## TASK DESCRIPTION:
Using the data below, return every line that holds the word "https".

---------------

PR #1890, opened 2017-04-03
docs: add biggraphite, mark ceres as unmaintained.

iksaif:


deniszh:
👍 
Maybe it's worth to mention the same on https://github.com/graphite-project/ceres
Will fix release notes too.

PR #358, opened 2020-02-24
internal/dinosql: support Postgres macaddr type in Go

kevinburkemeter:
Tests not passing, just wanted to submit


kevinburkemeter:
ok added

PR #361, opened 2020-02-25
Add support for named arguments in INSERTs

Cyberax:
This is the first draft of the named args support in INSERTs. 

But perhaps this "navigation expression" should be refactored into a full-blown structure and used instead of `cursor.name`.


kyleconroy:
Thanks for the patch. After looking into the bug, I settled on a different solution in #372. Thanks for finding the bug and submitting the initial fix.

PR #362, opened 2020-02-25
Add support for create-if-not-exists for 'create schema'

Cyberax:
Actually support "create schema if not exists sqlc"


kyleconroy:
Sorry about this! I realized I bit after I mentioned "CREATE SCHEMA IF NOT EXISTS" that the catalog would need to be updated. Thanks for the patch.

PR #368, opened 2020-02-28
kotlin: add Query class to support timeout and cancellation

mightyguava:
There's now a `sqlc.runtime` package containing a few abstract classes implemented by the each query method. The query methods now return these intermediate classes rather than executing the query directly. You have to now explicitly call `.execute()` on the return value. I don't really like this level of indirection, but it now makes it possible to set timeouts at the per-query level, and allows queries to be canceled. It also opens up the possibility of "interceptors" for query objects that can be used to apply additional common code.

The runtime library is at https://github.com/kyleconroy/sqlc-kotlin-runtime. I haven't published it to maven yet. It's kinda complicated and will take some time. So the runtime is checked in to this repo in the meantime to let tests pass.


mightyguava:
cc: @ryanhall07 @tirsen @swankjesse PTAL

mightyguava:
@kyleconroy fyi i'm setting up the artifact hosting, let me know if you want to make an account for yourself https://issues.sonatype.org/browse/OSSRH-55459

PR #391, opened 2020-03-10
sql/ast: Port support for COMMENT ON

kyleconroy:


internal/endtoend/testdata/comment_on/query.sql
```diff
@@ -0,0 +1,12 @@
+CREATE SCHEMA foo;
+
+CREATE TABLE foo.bar (
+        baz text NOT NULL 
+);
+
+CREATE TYPE foo.mood AS ENUM ('sad', 'ok', 'happy');
+
+COMMENT ON SCHEMA foo IS 'this is the foo schema';
```
kyleconroy: We don't put schema comments anywhere yet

---------------

## RESPONSE AREA:
Maybe it's worth to mention the same on https://github.com/graphite-project/ceres
The runtime library is at https://github.com/kyleconroy/sqlc-kotlin-runtime. I haven't published it to maven yet. It's kinda complicated and will take some time. So the runtime is checked in to this repo in the meantime to let tests pass.
@kyleconroy fyi i'm setting up the artifact hosting, let me know if you want to make an account for yourself https://issues.sonatype.org/browse/OSSRH-55459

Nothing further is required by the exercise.